Task item – Restate the data below word for word, keeping each line intact.

Source material –
PR #12112, opened 2025-10-02
Avoid account lookup failure for system accounts during historical calls

### LINKED ISSUE #11768: Non-zero net hbar change when handling body
### Description

The following exception is noticed in the Grafana logs:

```
2025-08-02 10:51:57.504	
2025-08-02T07:51:57.495Z ERROR tomcat-handler-180 c.h.n.a.s.t.i.h.FinalizeRecordHandler Non-zero net hbar change when handling body
TransactionBody[transactionID=TransactionID[transactionValidStart=Timestamp[seconds=1754121114, nanos=0], accountID=AccountID[shardNum=0, realmNum=0, account=OneOf[kind=ACCOUNT_NUM, value=2]], scheduled=false, nonce=0], nodeAccountID=AccountID[shardNum=0, realmNum=0, account=OneOf[kind=ACCOUNT_NUM, value=2]], transactionFee=0, transactionValidDuration=Duration[seconds=15], generateRecord=false, memo=, batchKey=null, data=OneOf[kind=CONTRACT_CALL, value=ContractCallTransactionBody[contractID=ContractID[shardNum=0, realmNum=0, contract=OneOf[kind=EVM_ADDRESS, value=00000000000000000000000000000000003c4370]], gas=15000000, amount=0, functionParameters=cdca17530000000000000000000000000000000000000000000000000000000000000040000000000000000000000000000000000000000000000000000000e8d4a51000000000000000000000000000000000000000000000000000000000000000002b0000000000000000000000000000000000163b5a0005dc000000000000000000000000000000000006f89a000000000000000000000000000000000000000000]], maxCustomFees=[]]
with fee 0; original/modified accounts claimed to be:
	Original : 
	Modified : 
	Original : 
	Modified : 
```

### Steps to reproduce

n/a

### Additional context

_No response_

### Hedera network

_No response_

### Version

v0.135.0

### Operating system

None

sdimitrov9:
**Description**:
Avoid account lookup failure for system accounts during historical calls when the account is not existing yet.

**Related issue(s)**:

Fixes #11768 

**Checklist**

### DIFF
--- a/web3/src/main/java/org/hiero/mirror/web3/state/keyvalue/AccountReadableKVState.java
+++ b/web3/src/main/java/org/hiero/mirror/web3/state/keyvalue/AccountReadableKVState.java
@@ -29,6 +29,8 @@ import org.hiero.mirror.web3.state.CommonEntityAccessor;
 public class AccountReadableKVState extends AbstractAliasedAccountReadableKVState<AccountID, Account> {
 
     public static final String KEY = "ACCOUNTS";
+    public static final int SYS_ACCOUNT_NUMBER_LOWER_LIMIT = 1;
+    public static final int SYS_ACCOUNT_NUMBER_UPPER_LIMIT = 1000;
 
     private final CommonEntityAccessor commonEntityAccessor;
     private final AliasedAccountCacheManager aliasedAccountCacheManager;
@@ -61,7 +63,7 @@ public class AccountReadableKVState extends AbstractAliasedAccountReadableKVStat
     @Override
     protected Account readFromDataSource(@Nonnull AccountID key) {
         final var timestamp = ContractCallContext.get().getTimestamp();
-        return commonEntityAccessor
+        final var acc = commonEntityAccessor
                 .get(key, timestamp)
                 .filter(entity -> entity.getType() != TOKEN)
                 .map(entity -> {
@@ -73,5 +75,20 @@ public class AccountReadableKVState extends AbstractAliasedAccountReadableKVStat
                     return account;
                 })
                 .orElse(null);
+        // In case a system account doesn't exist in a historical contract call
+        // return a dummy account to avoid errors like
+        // "Non-zero net hbar change when handling body"
+        if (acc == null && isSystemAccount(key)) {
+            return Account.newBuilder().accountId(key).tinybarBalance(1000000).build();
+        }
+        return acc;
+    }
+
+    private boolean isSystemAccount(AccountID key) {
+        if (key.hasAccountNum()) {
+            return key.accountNum() >= SYS_ACCOUNT_NUMBER_LOWER_LIMIT
+                    && key.accountNum() <= SYS_ACCOUNT_NUMBER_UPPER_LIMIT;
+        }
+        return false;
     }
 }


web3/src/main/java/org/hiero/mirror/web3/state/keyvalue/AccountReadableKVState.java
```diff
@@ -29,6 +29,8 @@
 public class AccountReadableKVState extends AbstractAliasedAccountReadableKVState<AccountID, Account> {
 
     public static final String KEY = "ACCOUNTS";
+    public static final int SYS_ACCOUNT_NUMBER_LOWER_LIMIT = 1;
```
bilyana-gospodinova: There is a `systemAccountDetector` predicate bean that can be used instead of these two constants.

web3/src/main/java/org/hiero/mirror/web3/state/keyvalue/AccountReadableKVState.java
```diff
@@ -73,5 +75,20 @@ protected Account readFromDataSource(@Nonnull AccountID key) {
                     return account;
                 })
                 .orElse(null);
+        // In case a system account doesn't exist in a historical contract call
+        // return a dummy account to avoid errors like
+        // "Non-zero net hbar change when handling body"
+        if (acc == null && isSystemAccount(key)) {
+            return Account.newBuilder().accountId(key).tinybarBalance(1000000).build();
+        }
```
steven-sheehy: And what happens when someone does `balanceOf(0.0.2)`?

Solved problem –
PR #12112, opened 2025-10-02
Avoid account lookup failure for system accounts during historical calls

### LINKED ISSUE #11768: Non-zero net hbar change when handling body
### Description

The following exception is noticed in the Grafana logs:

```
2025-08-02 10:51:57.504	
2025-08-02T07:51:57.495Z ERROR tomcat-handler-180 c.h.n.a.s.t.i.h.FinalizeRecordHandler Non-zero net hbar change when handling body
TransactionBody[transactionID=TransactionID[transactionValidStart=Timestamp[seconds=1754121114, nanos=0], accountID=AccountID[shardNum=0, realmNum=0, account=OneOf[kind=ACCOUNT_NUM, value=2]], scheduled=false, nonce=0], nodeAccountID=AccountID[shardNum=0, realmNum=0, account=OneOf[kind=ACCOUNT_NUM, value=2]], transactionFee=0, transactionValidDuration=Duration[seconds=15], generateRecord=false, memo=, batchKey=null, data=OneOf[kind=CONTRACT_CALL, value=ContractCallTransactionBody[contractID=ContractID[shardNum=0, realmNum=0, contract=OneOf[kind=EVM_ADDRESS, value=00000000000000000000000000000000003c4370]], gas=15000000, amount=0, functionParameters=cdca17530000000000000000000000000000000000000000000000000000000000000040000000000000000000000000000000000000000000000000000000e8d4a51000000000000000000000000000000000000000000000000000000000000000002b0000000000000000000000000000000000163b5a0005dc000000000000000000000000000000000006f89a000000000000000000000000000000000000000000]], maxCustomFees=[]]
with fee 0; original/modified accounts claimed to be:
	Original : 
	Modified : 
	Original : 
	Modified : 
```

### Steps to reproduce

n/a

### Additional context

_No response_

### Hedera network

_No response_

### Version

v0.135.0

### Operating system

None

sdimitrov9:
**Description**:
Avoid account lookup failure for system accounts during historical calls when the account is not existing yet.

**Related issue(s)**:

Fixes #11768 

**Checklist**

### DIFF
--- a/web3/src/main/java/org/hiero/mirror/web3/state/keyvalue/AccountReadableKVState.java
+++ b/web3/src/main/java/org/hiero/mirror/web3/state/keyvalue/AccountReadableKVState.java
@@ -29,6 +29,8 @@ import org.hiero.mirror.web3.state.CommonEntityAccessor;
 public class AccountReadableKVState extends AbstractAliasedAccountReadableKVState<AccountID, Account> {
 
     public static final String KEY = "ACCOUNTS";
+    public static final int SYS_ACCOUNT_NUMBER_LOWER_LIMIT = 1;
+    public static final int SYS_ACCOUNT_NUMBER_UPPER_LIMIT = 1000;
 
     private final CommonEntityAccessor commonEntityAccessor;
     private final AliasedAccountCacheManager aliasedAccountCacheManager;
@@ -61,7 +63,7 @@ public class AccountReadableKVState extends AbstractAliasedAccountReadableKVStat
     @Override
     protected Account readFromDataSource(@Nonnull AccountID key) {
         final var timestamp = ContractCallContext.get().getTimestamp();
-        return commonEntityAccessor
+        final var acc = commonEntityAccessor
                 .get(key, timestamp)
                 .filter(entity -> entity.getType() != TOKEN)
                 .map(entity -> {
@@ -73,5 +75,20 @@ public class AccountReadableKVState extends AbstractAliasedAccountReadableKVStat
                     return account;
                 })
                 .orElse(null);
+        // In case a system account doesn't exist in a historical contract call
+        // return a dummy account to avoid errors like
+        // "Non-zero net hbar change when handling body"
+        if (acc == null && isSystemAccount(key)) {
+            return Account.newBuilder().accountId(key).tinybarBalance(1000000).build();
+        }
+        return acc;
+    }
+
+    private boolean isSystemAccount(AccountID key) {
+        if (key.hasAccountNum()) {
+            return key.accountNum() >= SYS_ACCOUNT_NUMBER_LOWER_LIMIT
+                    && key.accountNum() <= SYS_ACCOUNT_NUMBER_UPPER_LIMIT;
+        }
+        return false;
     }
 }


web3/src/main/java/org/hiero/mirror/web3/state/keyvalue/AccountReadableKVState.java
```diff
@@ -29,6 +29,8 @@
 public class AccountReadableKVState extends AbstractAliasedAccountReadableKVState<AccountID, Account> {
 
     public static final String KEY = "ACCOUNTS";
+    public static final int SYS_ACCOUNT_NUMBER_LOWER_LIMIT = 1;
```
bilyana-gospodinova: There is a `systemAccountDetector` predicate bean that can be used instead of these two constants.

web3/src/main/java/org/hiero/mirror/web3/state/keyvalue/AccountReadableKVState.java
```diff
@@ -73,5 +75,20 @@ protected Account readFromDataSource(@Nonnull AccountID key) {
                     return account;
                 })
                 .orElse(null);
+        // In case a system account doesn't exist in a historical contract call
+        // return a dummy account to avoid errors like
+        // "Non-zero net hbar change when handling body"
+        if (acc == null && isSystemAccount(key)) {
+            return Account.newBuilder().accountId(key).tinybarBalance(1000000).build();
+        }
```
steven-sheehy: And what happens when someone does `balanceOf(0.0.2)`?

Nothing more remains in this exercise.